_Supplied records_
● ● ● ● ● ● ●
PR #5439, opened 2026-07-22
Configure Renovate versioning for AE NetScope

WhiteAssassins:
## Description

Adds custom versioning for AE NetScope so Renovate can detect its versioned alpha image tags correctly.

## Changes

- Adds a `customVersioning()` rule scoped to `ghcr.io/whiteassassins/ae-netscope`.
- Supports `vX.Y.Z-alpha` tags and optional numeric alpha hotfix suffixes such as `vX.Y.Z-alpha.1`.
- Replaces the previous manual app update approach; no app files are changed.

## Validation

- Validated `.github/renovate-config.js` with the official Renovate config validator.
- Confirmed the regex accepts versioned alpha and alpha hotfix tags.
- Confirmed it rejects floating `alpha`, tags without the `v` prefix, stable tags, and other prerelease suffixes.

### DIFF
--- a/.github/renovate-config.js
+++ b/.github/renovate-config.js
@@ -73,6 +73,13 @@ module.exports = {
       labels: ["patch"],
     },
     {
+      // AE NetScope publishes stable, alpha, and alpha hotfix tags.
+      matchDatasources: ["docker"],
+      matchPackageNames: ["ghcr.io/whiteassassins/ae-netscope"],
+      versioning: "semver",
+      allowedVersions: "/^v\\d+\\.\\d+\\.\\d+(?:-alpha(?:\\.\\d+)?)?$/",
+    },
+    {
       matchDatasources: ["docker"],
       labels: ["enterprise"],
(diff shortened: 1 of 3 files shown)


stavros-k:
Please fix the renovate-config **instead**.

.github/renovate-config.js
```diff
@@ -72,6 +72,13 @@ module.exports = {
       groupName: "updates-patch-minor",
       labels: ["patch"],
     },
+    {
+      // AE NetScope publishes stable, alpha, and alpha hotfix tags.
```
stavros-k: There is like 200 lines of examples for custom versioning, why did you made up your own... ?

WhiteAssassins: i used SemVer because AE NetScope has alpha, alpha.N, and stable tags. But yeah, I should use the existing customVersioning() pattern

stavros-k (approved):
● ● ● ● ● ● ●
_What is needed_
Using the entries, return every line where the word "stavros" can be found.

_Result of the exercise_
stavros-k:
stavros-k: There is like 200 lines of examples for custom versioning, why did you made up your own... ?
stavros-k (approved):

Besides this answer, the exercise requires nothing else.